*** DATA PROVIDED ***

PR #1537, opened 2018-01-15
Re-sorts angular localization files

rgm:

The translations somehow came unsorted. When unsorted, it makes for messy
diffs/commits when we do the automatic download from lokalise.co.

#### What's this PR do?

Just alphabetically sorts the locale files so that when we use `script/get_angular_translations` it lays down new phrases in a easy-to-see way, instead of a bit noisy re-order diff that buries the actual change.

Load up and assure via clicking around that nothing appears different in the UI.

#### Definition of Done:

All answers no.


nllong:
this looks good. I'll merge it down once the tests pass. thanks!

Issue #1543, opened 2018-01-18
Export not returning all data when exporting from taxlot view


nllong:
If exporting from taxlot, all the data from the property state is not showing up.

![image](https://user-images.githubusercontent.com/1907354/35109597-12605492-fc34-11e7-8287-c2a7e0792a46.png)

Issue #1512, opened 2017-11-22
Export has (primarily) internal field names not SEED user mapped field names


RDmitchell:
*****
instance: production (V 2.2.0)
SHA: 0f3774d

In V 2.2.0, the export (from Actions/Export) has the user-mapped SEED field names in the export file
![image](https://user-images.githubusercontent.com/6314950/33153616-aff773ee-cf97-11e7-9c76-05f5df62de54.png)
*****
instance: staging (V 2.2.1)
SHA: 2c52627
covered-buildings-sample.csv (imported in the previous version, not in 2.2.1)

In V 2.2.1, the export (from Actions/Export) has the internal (?) field names rather than the user-mapped SEED field names. This is a file that was imported from a previous version and already existed in the Inventory database
![image](https://user-images.githubusercontent.com/6314950/33153754-906adbfa-cf98-11e7-9218-1d94d11ed379.png)

Importing from scratch in V 2.2.1:
Mapping
![image](https://user-images.githubusercontent.com/6314950/33153800-eac6f43a-cf98-11e7-8fb8-cc9266b683ce.png)

![image](https://user-images.githubusercontent.com/6314950/33153886-7a515b2c-cf99-11e7-8efc-ca2b7a0f78d7.png)

nllong:
#1543

RDmitchell:
instance: dev1
SHA: d266f3a
Org: LBNL 20

This appears to be fixed

PR #1544, opened 2018-01-18
CSV Export Header

nllong:
CSV column header was not showing display names

#### What's this PR do?
* Show display names in CSV header
* Fix exporting on tax lot page

* Import some data
* Select some items, then go to export
* Verify columns that are selected are exported with the correct headers
* Do the same on tax lots

#1543 #1512 

screen shot 2018-01-18 at 9 46 50 am
screen shot 2018-01-18 at 9 36 07 am

#### Definition of Done:


Myoldmopar:
Pulled branch, installed deps, migrated, etc.  Imported new dataset and exported from both the property and tax lot views.  Column headers look great on both.  Approved.  Two comments however:

- Can we change the flipper date for the Pint work?  The below console log is incredibly intrusive with how many times the warning gets thrown.
- Why do we require the user to enter a name for the export?  The next step in the workflow is the "save as..." dialog, so what does having this modal step gain?

image

I will update the branch and if it comes back happy from CI I'll merge unless there is a reason to hold on it (another branch about to go in, for example).

nllong:
The need to enter the filename must be browser/platform specific. On my machine, it just starts downloading once I say 'export'.

Issue #1548, opened 2018-01-23
ESPM Auto Import -- Import file name 


RDmitchell:
Instance: dev1
Org: LBNL 20
Cycle: Automatic ESPM Import

This is working in terms of importing the records from ESPM by logging into an ESPM account from SEED.

There are a few issues which we may want to refine over time, but the main one that I see now is the Filename that shows up each time an ESPM custom report template is imported into SEED. The name is always the same, ie, PM_Import.csv.

Is it possible to add a sequential number or even better a download date (2018_01_22, 2018_01_22a, etc) to that name, just so that the user can distinguish between the different records in the Inventory Detail view when a record is updated?

See this doc for an example of when this might be useful:
https://drive.google.com/open?id=1VqPrK20Lj_IjvV4iO4SXHgEnSdmmW9o56wVrla-pCWM

nllong:
@RDmitchell - Can you check and close?

nllong:
@RDmitchell can we close this too?

RDmitchell:
instance: LBNL staging
SHA: 1a8cd10 (2.3.3 release)

It doesn't seem like the name includes the date. The files are still called "PortfolioManagerImport". See the file imported today (7/10/2018) in the screen shot below.

![image](https://user-images.githubusercontent.com/6314950/42541903-3c1eb7d0-8459-11e8-988a-541143fe3a82.png)

RDmitchell:
instance: dev1
SHA: get an error on the page when trying to show the SHA -- whatever the state of the code is on 7/10/2018 

Same on dev server - filename doesn't include date, always called PortfolioManagerImport
![image](https://user-images.githubusercontent.com/6314950/42542025-c13f41a0-8459-11e8-8a87-b79224735048.png)
![image](https://user-images.githubusercontent.com/6314950/42542046-df092ec6-8459-11e8-95f9-bd447b831d87.png)
![image](https://user-images.githubusercontent.com/6314950/42542102-2539b55a-845a-11e8-8985-0e22b4f32c51.png)

nllong:
on dev1 (again)

RDmitchell:
instance: dev1
SHA: 
Org: LBNL 20
Cycle: 

Import file name now includes the date. Thanks !!!

![image](https://user-images.githubusercontent.com/6314950/44065320-db2474d4-9f1e-11e8-94c1-89a85f2a67ad.png)
[...]

PR #1556, opened 2018-01-24
Add date to PM import filename

Myoldmopar:
@RDmitchell noted that the PM import user experience would be nicer if the filenames had a timestamp embedded in them.

#### What's this PR do?
This saves the data file as `pm_import_20YY-MM-DD.csv`, and will only append a random string to ensure uniqueness in case the user imports multiple in one day.  Which should be rare.

Use the PM auto import workflow and check the filename that is automatically generated on the property detail view.

Issue #1548 

image

#### Definition of Done:


seed/data_importer/views.py
```diff
@@ -4,15 +4,16 @@
...
+import csv
+import datetime
 import hashlib
 import hmac
 import json
 import logging
 import os
-import pint
 
+import pint
```
Myoldmopar: Import changes are just reordering them and then adding the datetime import to allow us to generate a date stamp

seed/data_importer/views.py
```diff
@@ -289,8 +290,12 @@ def create_from_pm_import(self, request):
                 'message': "Must pass pm_data in the request body."
             }, status=status.HTTP_400_BAD_REQUEST)
 
+        # base file name (will be appended with a random string to ensure uniqueness anyway, but this helps for display)
+        today_date = datetime.datetime.today().strftime('%Y-%m-%d')
+        file_name = "pm_import_%s.csv" % today_date
+
         # create a folder to keep pm_import files
-        path = os.path.join(settings.MEDIA_ROOT, "uploads", "pm_imports", "pm_import.csv")
+        path = os.path.join(settings.MEDIA_ROOT, "uploads", "pm_imports", file_name)
```
Myoldmopar: Instead of using `pm_import.csv`, we use `pm_import_20XX-MM-DD.csv`.

The next block below then uses the FileSystemStorage class to make this unique if it is needed (if the user does two imports in the same day, for example).  It will become `pm_import_20XX-MM-DD_abcd1234.csv`.

RDmitchell:
This change did not make it into 2.3.1-- see my update to #1548 

So maybe we should take it out of the Release Notes for 2.3.1 ??

PR #1597, opened 2018-03-13
Allow the mapping columns to be resizable

### LINKED ISSUE #1337: SEED Header input box in Mapping -- need to be able to make column wide enough to see long field names
V 2.0.2

When importing a Portfolio Manager file, there are many fields that are very long. 
Right now in SEED, it is not possible to see the entire field name that SEED is defaulting to without going into the SEED Header field and moving your cursor to the right in that field to discover what the mapping really is. 

It seems like letting the user expand that column to the size needed to see the longest field would be ideal 

Options could include
* Ability of the user to expande the field to whatever width they desire by pulling on the right hand side of the header of the column (like in other lists).
* Double right click on the right hand side of a column in Excel which causes the program to expand that column to the size that fits the largest data for that column. But even without that fan

axelstudios:
#### What's this PR do?
Allows the mapping columns to be resizable with drag handles
Upload a file, go to the mapping page, drag the column dividers to resize
fixes #1337

### DIFF
--- a/seed/static/seed/partials/mapping.html
+++ b/seed/static/seed/partials/mapping.html
@@ -137,16 +137,16 @@
                             <th class="sub_head is_aligned_center hide">Map
                                 <a uib-popover="{$ MAP_copy $}" popover-placement="right"><i class="fa fa-info-circle" style="cursor: pointer;"></i></a>
                             </th>
-                            <th class="mapping_field" translate>SEED Header</th>
+                            <th class="mapping_field ellipsis-resizable" sd-resizable><translate>SEED Header</translate></th>
                             <!--th class="sub_head is_aligned_center">Duplicate <a uib-popover="{$VALIDATE_copy$}" popover-placement="right"><i class="fa fa-info-circle" style="cursor: pointer;"></i></a></th-->
-                            <th class="import_column_name" translate>Data File Header</th>
-                            <th translate>Inventory Type</th>
-                            <th translate>Measurement Units</th>
-                            <th translate>Row 1</th>
-                            <th translate>Row 2</th>
-                            <th translate>Row 3</th>
-                            <th translate>Row 4</th>
-                            <th translate>Row 5</th>
+                            <th class="import_column_name ellipsis-resizable" sd-resizable><translate>Data File Header</translate></th>
+                            <th class="ellipsis-resizable" sd-resizable><translate>Inventory Type</translate></th>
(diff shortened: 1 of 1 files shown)


nllong:
This doesn't appear to be working. Disabled cache, hard refresh. class looks right on the column.

image

axelstudios:
@nllong Here's what I see when I drag on the column handles:
video_2018-03-13_172203

nllong:
That’s what I was expecting. I can show you tomorrow

nllong:
Works on mac with an external display. There may be an issue using the laptop display. Approving.

RDmitchell:
@nllong / @axelstudios -- let me know when these various PRs are on one of your dev servers and I will test.

axelstudios:
@RDmitchell Just deployed `develop` to dev1

nllong:
FYI @RDmitchell  -- we will move items into the Test bucket on the [github project page](https://github.com/SEED-platform/seed/projects/3)

RDmitchell:
Perfect. I'll test and close if they are fixed.

RDmitchell:
instance: dev1
SHA: 51231c0
Files:
* Issue 1597-long field names (ESPM).xlsx
* Issue 1597-short field names.csv
Located in this folder
https://drive.google.com/open?id=1FjHCwMcRkrmbQMEJfcSvfYYIm-kgkKlQ

I think that this feature isn't working well enough for the case that it was designed to help, ie, an ESPM file with lots of very long fields. See the 2nd example, and try importing the file above called 
Issue 1597-long field names (ESPM).xlsx

I'm not sure what the solution is -- maybe allow truncating of the ROW data, or add a horizontal scroll bar (?)

The first time I tried this feature, the right hand side of the SEED Header field wouldn't move at all, even though I could see the double horizontal arrow. So I ran developer tools on with disabled cache and it worked. 

Then I tried a file that had short field names (and only 1 record) and I could stretch the SEED header column to a very wide width. Then I tried it with an ESPM file, and I couldn't expand the column very much because the file had long field names in both the SEED Header column and the Data File Header column as well as in the ROW columns. See the examples below.

Here is what I can do for the sample file that has very short file names -- And I think since there was only 1 record in the file, I could expand the field very far. But this is not really a valid test since it only has 1 record.
image
But for the ESPM file, which is really the problem case, since all users are going to be importing and mapping these files, the field names can be quite long, and the data in the ROW columns is also long, so I was not able to expand the SEED Header column very far at all.
image

Issue #1583, opened 2018-02-28
Unable to log into ESPM account from SEED


RDmitchell:
### Expected Behavior
Should be able to log into ESPM account from SEED
### Actual Behavior 
Get an error when trying to do that
### Steps to Reproduce
See doc in this folder
https://drive.google.com/open?id=1ytYeN0XSRdTpIYxZVU5JUPMYBIxtRWhG
I think someone from NREL is going to have to do a screen share with the user to try to figure out what the problem is. 
### Instance Information

Server Instance: LBNL production
Server SHA: 68bdd74

Myoldmopar:
@RDmitchell I just requested access to the Google Doc there so I can start investigating.

RDmitchell:
@Myoldmopar -- you should have access to it now. Let me know if you don't. Thanks for working on this.

RDmitchell:
SHA: 2c23bd5
Instance: Dev1

DC just tested this for their ESPM account on Dev1 and they could get the list of Report Templates, but when they picked one, they got another 500 internal server error.

I think we will need to have a screen share with NREL and the user (and me if possible) to see what all the issues are -- they have a pretty complex set of report templates. 

See this doc for more info
https://drive.google.com/open?id=1pb9Twge57ZIifYVuj1X5cf78GS7ArfIxs80nMNLdk_s

RDmitchell:
@Myoldmopar -- should we close this one, and just use the latest one I have generated with the specific issue of which report templates to pull, ie, #1621 ?

RDmitchell:
I believe this is resolved, so I'm closing this, and when I get users to test for #1621 I can make a new issue if needed.

PR #1607, opened 2018-03-27
Extra error handing for PM template list

Myoldmopar:
Issue #1583 describes an error where the user got 500 errors when trying to connect to PM.  Looking at Sentry, it looks like the connection to PM was successful, but something bad was coming through in the response.  The templates weren't fully formed.  It's possible the report template isn't well formed on PM or something.

#### What's this PR do?
This PR adds extra error handling to the template response.  Instead of blindly assuming that each template row will have id and name keys, it checks for them explicitly.  If they aren't there, a debug message is thrown, and that template is not included in the list offered to the user to select from.

For well-formed responses, like those I receive on my own machine with our test PM account, this won't change anything.  For responses that fail because of a bad template response, log messages should be thrown, but the user should simply see the list of valid templates.

#1583

#### Definition of Done:

### DIFF
--- a/seed/static/seed/js/controllers/data_upload_modal_controller.js
+++ b/seed/static/seed/js/controllers/data_upload_modal_controller.js
@@ -64,6 +64,7 @@ angular.module('BE.seed.controller.data_upload_modal', [])
       };
       $scope.pm_buttons_enabled = true;
       $scope.pm_error_alert = false;
+      $scope.pm_warning_message = false;
       /**
        * dataset: holds the state of the data set
        * name: string - the data set name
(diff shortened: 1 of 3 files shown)


Myoldmopar:
@nllong does Sentry include the logging output?

nllong:
I don't think Sentry includes the logging output (as in the server logs).
AKAIK it is just the stack trace.

RDmitchell:
@Myoldmopar / @nllong -- once this is settled and on dev1, I can have the user log in to a test account on dev1 and see if this fixes the problem

RDmitchell:
Let me know when this is on dev1 so it can be tested ... thanks !!

Myoldmopar:
So I can think of two options, and maybe both of them need to be done:
1. Change this so that it reports an error that Sentry traps (just raise an exception?)
2. Change the response to the front-end so that it includes an error that the user can address.

I will feel better about deciding whether to include those once I know if the user's issue is addressed by the code changes currently in place.

Myoldmopar:
OK, I added some more error handling, the server side should be extra robust now.

For the front end, I added a warning message, but I'm looking for advice on the message to be shown:
image

I'll push my changes as of now, and we can refine that and @axelstudios can tell me if I already did something wrong on the JS side.

RDmitchell:
thx @Myoldmopar 

what is the "I will keep trying" part? What does that tell the user?

Myoldmopar:
This is really just the difference between errors and warnings.  In this case, the code encounters "errors" in the data coming back from PM, but they may not impact the user's workflow.  So I still want to warn the user about the issues, but that the code is going to continue to run.

RDmitchell:
I'm not sure the text "I will keep trying" conveys to the user what is going on. 

Maybe something like, "I have encountered issues, but you should be able to import your data" or something?

nllong:
@Myoldmopar can we delete this PR?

*** End of DATA PROVIDED ***

# ASSIGNMENT
Every line where "Behavior" appears must be returned from the listing above.

# WRITTEN RESPONSE
### Expected Behavior
### Actual Behavior 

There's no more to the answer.